**Assignment:**
Determine how many lines in the records that follow hold the string "place". Only that number should be returned.

..............................

PR #76, opened 2017-10-24
Kctlread

SchwarzM:
Implements read commands into kubernikusctl to interact without a gui

### DIFF
--- a/.gitignore
+++ b/.gitignore
@@ -1,3 +1,4 @@
 bin/
 _scratch
 _output
+*.swp
--- a/pkg/client/models/cluster_print.go
+++ b/pkg/client/models/cluster_print.go
@@ -1,0 +1,64 @@
+package models
+
+import (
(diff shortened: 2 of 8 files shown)


BugRoger:
rebase and quash please

SchwarzM:
done

.gitignore
```diff
@@ -1,3 +1,4 @@
 bin/
 _scratch
 _output
+*.swp
```
BugRoger: https://github.com/BugRoger/dotfiles/blob/master/vimrc#L47-L49 😅

BugRoger:
What was the problem with the `k.client == nil` issue the other day?

SchwarzM:
TBH i don't really know i moved the init into the PreRun of the cluster command and it worked.
I would still like it to be in PersistentPreRun of get cause all get commands will need it.

PR #81, opened 2017-10-27
Prevent deletion of kluster as long as nodepools are present

SchwarzM:
If nodes are still present during a terminate the routes will not be deleted from the neutron router.
As long as we do not implement a more sophisticated cleanup we should prevent klusters with 
nodepools from terminating.


pkg/api/handlers/terminate_cluster.go
```diff
@@ -20,7 +21,18 @@ type terminateCluster struct {
 
 func (d *terminateCluster) Handle(params operations.TerminateClusterParams, principal *models.Principal) middleware.Responder {
 
-	_, err := editCluster(d.Kubernikus.Kubernikus().Klusters(d.Namespace), principal, params.Name, func(kluster *v1.Kluster) {
+	k, err := d.Kubernikus.Kubernikus().Klusters(d.Namespace).Get(qualifiedName(params.Name, principal.Account), metav1.GetOptions{})
```
BugRoger: Let's extract this kluster a variable, so we can reuse it later...

pkg/api/handlers/terminate_cluster.go
```diff
@@ -20,7 +21,18 @@ type terminateCluster struct {
...
+		if apierrors.IsNotFound(err) {
+			return NewErrorResponse(&operations.TerminateClusterDefault{}, 404, "Not found")
+		}
+		return NewErrorResponse(&operations.TerminateClusterDefault{}, 500, err.Error())
+	}
+	if k.Status.NodePools != nil && len(k.Status.NodePools) > 0 {
+		return NewErrorResponse(&operations.TerminateClusterDefault{}, 409, "Cluster still has NodePools")
+	}
+
+	_, err = editCluster(d.Kubernikus.Kubernikus().Klusters(d.Namespace), principal, params.Name, func(kluster *v1.Kluster) {
```
BugRoger: Reuse kluster from above.

BugRoger: Also remove the double error handling below...

PR #90, opened 2017-11-03
Expose service and cluster CIDR in the api

databus23:
This allows users to optionally specify the service and cluster cidr when creating a cluster.
It can’t be changed afterwards.
By default it will still be set to

* service CIDR: `198.18.128.0/17`
* pod CIDR: `198.19.0.0/16`

We need this so we can re-create our parent clusters to avoid routing conflicts with the child clusters.

@SchwarzM Does `kubernikusctl` need changing to support creating a cluster with different CIDRs?


SchwarzM:
no i am using the marshal method of the generated client
as long as the generated client cluster spec has been updated (i can see the update)
you will have to provide a different cluster spec to the tool nothing else

databus23:
@BugRoger https://www.youtube.com/watch?v=yEEQ2FmWQQk#t=93

PR #96, opened 2017-11-13
introducing basic metrics

auhlig:
metrics:
- `kubernikus_kluster_status_phase{"kluster_id"="<id>","phase"="<phase>"} < 1|0 >`
- `kubernikus_node_pool_info{"kluster_id"="<id", "node_pool"="<name>", "image_name"="<name>", "flavor_name"="<name>"} <node_pool_size>`
- `kubernikus_node_pool_status{"kluster_id"="<id", "node_pool"="<name>", "status"="<status>"} < number of nodes in that status >`

Please add further metrics to this wishlist


pkg/metrics/exporter.go
```diff
@@ -0,0 +1,81 @@
...
+		ch <- metric
+	}
+	for _, metric := range e.nodePoolMetrics {
+		ch <- metric
+	}
+}
+
+func (e *Exporter) Collect(ch chan<- prometheus.Metric) {
+
+  //TODO list klusters via API and derive the following metrics
```
auhlig: Do we want to go as described above or directly integrate in controllers?

BugRoger: We can put it in the controllers as whitebox metrics. Let's do it there instead of carrying around another binary that needs transport, supervision and stuff. And isn't even able to look into the applications.

I'd say we make it easy and cheap to put instrumentation all over the place. Complement and reduce the required logging...

auhlig:
Could you take another look @BugRoger?

databus23:
Much better. We definitely need to squash the two commits to avoid having all those files in the history.

auhlig:
Squashed. I specified the subpackages, so it's not pulling so much in the first place.

auhlig:
Better now @databus23? Any additional metrics?

auhlig:
Note to self: Use `phase` instead of `status`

..............................

**Task answer:**
2